[Dataset entries]
▬▬▬
PR #4594, opened 2026-07-03
Wizard: Review step revamp (HMS-10785)

ksiekl:
Edit the Review step according to mocks.

Renamed `required` to `isStandalone` in `RestrictionStrategy`. The field controls whether the Users customization gets its own wizard step instead of being nested under Advanced Settings. The old name suggested a data validation constraint, but it actually determines where the section is placed in the UI.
▬▬▬
ABOUT THIS EXERCISE: Up to and including the line with "Edit the Review step according to mocks.", restate the records above word for word from the very first line.

RESULT OF THIS EXERCISE:
PR #4594, opened 2026-07-03
Wizard: Review step revamp (HMS-10785)

ksiekl:
Edit the Review step according to mocks.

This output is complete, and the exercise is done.